Citigroup (NYSE:C) – Citigroup has partnered with LuminArx Capital to create a private lending vehicle named Cinergy, investing over $2 billion. Traditional banks are collaborating with private equity firms due to increased regulation, anticipating growing demand for risky loans. Additionally, Citigroup’s CEO, Jane Fraser, held a conference call to discuss the bank’s restructuring and announced layoffs, including managers in markets, risk, and investment banking. Some positions will be eliminated starting February 1st. The bank plans to cut 20,000 jobs over the next two years.

Wells Fargo (NYSE:WFC) – Employees at a Wells Fargo branch in Atwater, California, rejected forming a union, becoming the first Wells Fargo location to do so. Other locations, such as Bethel, Alaska, have joined the union. Some employees claimed pressure, while others denied it. Wells Fargo acknowledged the vote and thanked the employees.

Morgan Stanley (NYSE:MS), Carlyle Group (NASDAQ:CG) – Wall Street heads, including Ted Pick of Morgan Stanley and David Rubenstein of Carlyle Group, foresee an increase in mergers and acquisitions, driven by the Federal Reserve’s reduction of interest rates. They believe interest rates will soon fall, spurring more M&A and private equity activity. The optimism contrasts with the previous year, when recession concerns slowed activity. Infrastructure is seen as an attractive asset class for investors, driving more acquisitions.

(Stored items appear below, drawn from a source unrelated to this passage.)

PR #560, opened 2018-07-14
Add a github issue template.

werwty:
When a new issue is opened, request that the reporter leave
a description, and a reproducer for the issue.


jackiekazil:
LGTM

Moody’s (NYSE:MCO) – The default rate of low-credit-grade companies in the U.S. is expected to rise in the first quarter of 2024, reaching 5.8%, up from 5.3% in November, before stabilizing at 4.1% by the end of the year, according to Moody’s. Healthcare companies lead the risk list.

ArcelorMittal (NYSE:MT) – Italy will place the steel plant Ilva under special administration to ensure its continuous operation, following conflicts between the government and ArcelorMittal, the majority shareholder of Acciaierie d’Italia, formerly Ilva. ArcelorMittal, holding 62%, may legally contest the decision.

PPG Industries (NYSE:PPG) – PPG announced an adjusted profit of $1.53 per share in the fourth quarter, beating estimates by 4 cents. Sales also saw a 4% increase, totaling $4.35 billion during the period. However, the paint and coatings company’s forecasts for the first quarter did not meet expectations. PPG stated it expected moderate economic conditions in the U.S. during the first half of 2024 but predicted an improvement in demand in China.